# Okaloosa Island



## Coffeeguy (May 27, 2006)

I'm making the tirp to Okaloosa in a couple of weeks...First time down there in the fall, and I hear that the bite is fantastic. I've had a lot of good fishing off of the pier, but want to try s'more surf fishing this year. Will be on the beach not far from the pier, on the west side (toward Pensacola). 

Gonna be trying some of the Fishbites bait, and I'm tempted to make this an 'all artificial' fishing outing...But if I catch any live bait, it's going right back out with a bigger hook through its body... 

I was wondering if anyone's had much luck with straw rigs from the pier? And is there any certain pattern for fishing the surf down there? Does the first trough produce well, or do I need to try and heave my bait out past the sandbars? 

Any tips would be appreciated.

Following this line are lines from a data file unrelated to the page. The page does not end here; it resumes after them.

PR #3376, opened 2023-04-05
security/crowdsec: bump version 1.0.3; acquire packet filter logs.

mmetc:
The filter logs are used by a new scenario in the opnsense collections to detect port scans.


fichtner:
Merged, thanks!

PR #3377, opened 2023-04-08
Correct 'Help Text' for Remote Port - Maltrail - Sensor Settings

daygle:
Correct 'Help Text' for Remote Port, the removed text mentions that field can be left blank which is incorrect. A value needs to be specified for the service to run correctly.


fichtner:
Merged, thanks!

PR #3379, opened 2023-04-08
nginx: Exclude okhttp from bots

MilosKozak:
okhttp is regular library used on java/android devices. having it in list forces admins to disable bot check when android apps are used


kulikov-a:
Hi! i thought about moving bots UAs to the GUI (like https://github.com/kulikov-a/plugins/commit/b0803fd7a272dd4498ccbb4112f7155ee661fc46) with 1.33 pr if @fabianfrz not mind.
so Administrator can choose the UAs to exclude (or add) from bots

fichtner:
looks good to me, minor comment, please open PR

kulikov-a:
@fichtner sure ) (one more thing left ..)

fabianfrz:
in theory fine but would not merge it as the other MR from @kulikov-a is the better solution.

PR #3384, opened 2023-04-11
net/upnp: Allow subnet mask 0 in rules

lin-xianming:


fichtner:
I'm not opposed, but can you briefly lay out your use case for a /0 setup?

fichtner:
Sounds good, thanks a lot!

PR #3386, opened 2023-04-12
crowdsecurity/crowdsec: bump version 1.0.4; fix acquire logs from RAM disk

mmetc:


fichtner:
sometimes it works :)

Issue #3317, opened 2023-02-20
Nginx Host Header include Port


marcohald:
**Important notices**
Before you add a new report, we ask you kindly to acknowledge the following:

- [x] I have read the contributing guide lines at https://github.com/opnsense/plugins/blob/master/CONTRIBUTING.md
- [x] I have searched the existing issues, open and closed, and I'm convinced that mine is new.
- [x] When the request is meant for an existing plugin, I've added its name to the title.

**Is your feature request related to a problem? Please describe.**
The Firmware Builds from ESPHome integrated to  Homeassitant do not work behind the Nginx Reverse Proxy.
**Describe the solution you'd like**
It works when the /usr/local/opnsense/service/templates/OPNsense/Nginx/location.conf Template is edited to from `proxy_set_header Host $host;` to `proxy_set_header Host $host:$server_port;` to include the Port
Like it is described here https://github.com/esphome/issues/issues/1035#issuecomment-697213869
**Describe alternatives you've considered**
I don't know if this has any influence to other Configurations if it is changed to include the Port by default.
Or if it is needed to make it configurable

PR #3387, opened 2023-04-12
www/nginx: allow ports in upstream Host and XFH headers

kulikov-a:
Hi!
ref. https://github.com/opnsense/plugins/pull/3365
may close https://github.com/opnsense/plugins/issues/3317
-allow to set port number (in Upstream settings) that will be attached to the `proxy_set_header Host $host`
-allow to use unchanged Host header from the users request in `X-Forwarded-Host` header

Thanks!


www/nginx/src/opnsense/mvc/app/models/OPNsense/Nginx/Nginx.xml
```diff
@@ -1,6 +1,6 @@
 <model>
   <mount>//OPNsense/Nginx</mount>
-  <version>1.32</version>
+  <version>1.32.1</version>
```
fichtner, line 3: I'd like to cram this into 1.32 as it hasn't been released yet.

```suggestion
  <version>1.32</version>
```

fichtner (approved):
FWIW looks like what @fabianfrz requested

www/nginx/src/opnsense/mvc/app/models/OPNsense/Nginx/Nginx.xml
kulikov-a: sure. maybe i should update `pkg-descr` then?

fichtner: indeed 👍

www/nginx/src/opnsense/mvc/app/controllers/OPNsense/Nginx/forms/upstream.xml
```diff
@@ -23,6 +23,20 @@
...
+  <field>
+    <id>upstream.host_port</id>
+    <label>Host header port</label>
+    <type>text</type>
+    <advanced>true</advanced>
+    <help>Add this port value to the Host header. Not used by default.</help>
+  </field>
+  <field>
+    <id>upstream.xfh_unchanged</id>
+    <label>XFH unchanged</label>
```
fabianfrz, line 35: I don't like the name as it may be confusing.

How About "Forward original Host header"

www/nginx/src/opnsense/mvc/app/controllers/OPNsense/Nginx/forms/upstream.xml
```diff
@@ -23,6 +23,20 @@
...
+    <help>Use Host header value from the client request ($http_host) for X-Forwarded-Host header. $host variable is used by default.</help>
```
fabianfrz, line 36:
```suggestion
    <help>Use Host header value from the client request ($http_host) for X-Forwarded-Host header. $host variable is used by default. Enabling this may cause incorrect behavior in case of malicious requests such as incorrect hostnames being logged or invalid redirects being performed.</help>
```

www/nginx/src/opnsense/mvc/app/controllers/OPNsense/Nginx/forms/upstream.xml
```diff
@@ -23,6 +23,20 @@
...
   </field>
+  <field>
+    <id>upstream.host_port</id>
+    <label>Host header port</label>
+    <type>text</type>
+    <advanced>true</advanced>
+    <help>Add this port value to the Host header. Not used by default.</help>
+  </field>
+  <field>
+    <id>upstream.xfh_unchanged</id>
```
fabianfrz, line 34:
```suggestion
    <id>upstream.forward_original_x_forwarded_host_header</id>
```

fabianfrz (changes requested):
It is good but I would extend the description and I would rename the field in the model to make it better understandable by someone who does not know the feature in detail.

For me, it should be possible to understand the model without looking the features up in the template.

kulikov-a:
@fabianfrz how about now? tried to make it a little shorter

www/nginx/src/opnsense/mvc/app/models/OPNsense/Nginx/Nginx.xml
```diff
@@ -120,6 +120,14 @@
         <BlankDesc>Weighted Round Robin</BlankDesc>
         <Required>N</Required>
       </load_balancing_algorithm>
+      <host_port type="IntegerField">
+        <MinimumValue>1</MinimumValue>
+        <Required>N</Required>
+      </host_port>
+      <x_forwarded_host_use_original_host_header type="BooleanField">
```
fichtner, line 127:
```suggestion
      <x_forwarded_host_verbatim type="BooleanField">
```

small name idea for shortening.. @fabianfrz or “unmodified”

length of previous seems a little over the top

kulikov-a: "verbatim" sounds more "refined" than "unmodified" (and shorter!). hope @fabianfrz won't mind

fichtner:
Ok sorry I have to pass this over to next one (1.33) since I have to cut 1.32. for 23.1.6 today.

kulikov-a:
@fichtner ok, i'll update this. thanks

fabianfrz (approved):

fabianfrz:
that is ok.

fichtner:
Merged, thanks!

kulikov-a:
@fabianfrz @fichtner thanks!

PR #3395, opened 2023-04-19
www/nginx: update Changelog

kulikov-a:
Hi!
@fichtner sorry, can we have time to update the changelog before 23.1.6 release (since #3387 postponed and this changes in 1.32 already)?
Thanks!


fichtner:
the release has been built but I'll add this to stable for readers of the release notes where this points. Thanks!

Issue #3571, opened 2023-08-30
os-wireguard -- Version 2.0 does not properly configure IPv6 tunnel addresses and routes


rfrederick:
**Important notices**
Before you add a new report, we ask you kindly to acknowledge the following:

- [x] I have read the contributing guide lines at https://github.com/opnsense/plugins/blob/master/CONTRIBUTING.md
- [x] I have searched the existing issues, open and closed, and I'm convinced that mine is new.
- [x] The title contains the plugin to which this issue belongs

**Describe the bug**
After updating os-wireguard to version 2.0 as part of updating to OPNsense 23.7.2, configuration of IPv6 tunnel addresses and IPv6 routes fails on wireguard service start with the following wireguard log entries:
`/usr/local/opnsense/scripts/Wireguard/wg-service-control.php: The command '/sbin/ifconfig 'wg1' '<tunnelIPv6Address>/64' alias' returned exit code '1', the output was 'ifconfig: <tunnelIPv6Address>/64: bad value (width too large)'`
`/usr/local/opnsense/scripts/Wireguard/wg-service-control.php: The command '/sbin/route -q -n add -'inet6 ' '<routeIPv6Address>' -interface 'wg1'' returned exit code '64', the output was 'route: bad keyword: inet6 route: usage: route [-46dnqtv] command [[modifiers] args]'`

**Environment**
OPNsense 23.7.2 (amd64, OpenSSL).
os-wireguard 2.0

fichtner:
Likely https://github.com/opnsense/plugins/commit/a5131fe214ed30429cc829ecbf241495913b5443

kevinchalet:
@fichtner I can confirm the patch fixes this issue 👍🏻

fichtner:
Thanks, I’ll hotfix tonight.

rfrederick:
I've found an additional regression and have created the following pull request to remedy it: https://github.com/opnsense/plugins/pull/3572

AdSchellevis:
@rfrederick can you double check? `$ipproto` is either `inet` or `inet6` in which case it needs to prefix the `-` there.

rfrederick:
@AdSchellevis I twas just able to test the command on a vanilla FreeBSD system, and it appears that the trailing space (`-'inet6 '` within `/sbin/route -q -n add -'inet6 ' '<routeIPv6Address>' -interface 'wg1'` ) is the issue.

rfrederick:
[...]

PR #3572, opened 2023-08-30
net/wireguard - Fix additional regression pertaining to https://github.com/opnsense/plugins/issues/3571

rfrederick:


rfrederick:
Issue appears to be in another area.

PR #3573, opened 2023-08-30
net/wireguard - Remove trailing spaces to address additional regression in https://github.com/opnsense/plugins/issues/3571

rfrederick:


fichtner:
merged, thanks!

I've seen the pier's website; but I'm more interested in seeing what's in the surf this time around. Tight lines to all!


----------



## Fisheadgib (Jan 7, 2006)

There are a lot of good fishing spots west of the pier. If you turn west onto Santa Rosa Blvd you'll find several county parks on the beach. Pompano have been spotty but there have been some whiting, blues, spanish, and skipjack caught. Sandfleas have been scarce but peeled shrimp works well also. I haven't fished much with gulp or fishbites as live bait is easy to come by around here. I am kinda curious as to how well that stuff works when used side by side with real bait.


----------



## Coffeeguy (May 27, 2006)

t


----------



## Coffeeguy (May 27, 2006)

Thanks, fishead. I haven't yet hit any of the parks; I usu. stay right on the beach but it's be neat to try spots where the structure's a bit different. I also found another thread with some good tips for the area.
I'm very curious as to the bait...Gulp is good stuff but awfully pricey; and I can usu. drop a sabiki off the pier and catch a bunch of minnows and pinfish. Don't get me wrong, live bait will outperform artificials most of the time; I don't expect to do better with the artificial stuff but am curious as to just how well it'll work around there. I'll post a report on how things go. Tight lines!


----------



## cavjock58 (Aug 8, 2006)

*Okaloosa Fishing*

Hit the lagoon just before you get to the jetties on the east side of the bridge. Wade out to about just above waist deep and put your bait out just beyond the drop off. Mullet seems to be the bait of choice but cut blue and ladyfish will work well. 

I just fished that spot tonight (Oct 11) with live mullet and had the best fishing I have seen in this area, to include the Okaloosa Pier. 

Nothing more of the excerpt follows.